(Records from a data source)

+---+

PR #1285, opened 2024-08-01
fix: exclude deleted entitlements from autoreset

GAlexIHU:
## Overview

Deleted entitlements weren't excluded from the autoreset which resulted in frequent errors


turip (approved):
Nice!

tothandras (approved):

+---+

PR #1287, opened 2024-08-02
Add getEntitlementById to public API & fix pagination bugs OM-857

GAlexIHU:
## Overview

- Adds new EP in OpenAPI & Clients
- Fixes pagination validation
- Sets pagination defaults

+---+

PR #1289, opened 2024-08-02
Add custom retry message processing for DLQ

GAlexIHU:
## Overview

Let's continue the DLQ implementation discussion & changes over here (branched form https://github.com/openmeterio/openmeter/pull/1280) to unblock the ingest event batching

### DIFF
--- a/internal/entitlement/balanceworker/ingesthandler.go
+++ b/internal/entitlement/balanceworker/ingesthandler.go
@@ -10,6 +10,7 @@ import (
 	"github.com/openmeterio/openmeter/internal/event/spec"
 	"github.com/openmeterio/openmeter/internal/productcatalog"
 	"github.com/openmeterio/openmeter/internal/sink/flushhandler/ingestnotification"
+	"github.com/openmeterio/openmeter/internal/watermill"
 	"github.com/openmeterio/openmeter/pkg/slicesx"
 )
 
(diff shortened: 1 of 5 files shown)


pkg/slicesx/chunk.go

+---+

Output the lines of the records above exactly as they appear, from the line containing "Let's continue the" through the line containing "-10,6 +10,7 @@".

Output below |
Let's continue the DLQ implementation discussion & changes over here (branched form https://github.com/openmeterio/openmeter/pull/1280) to unblock the ingest event batching

### DIFF
--- a/internal/entitlement/balanceworker/ingesthandler.go
+++ b/internal/entitlement/balanceworker/ingesthandler.go
@@ -10,6 +10,7 @@ import (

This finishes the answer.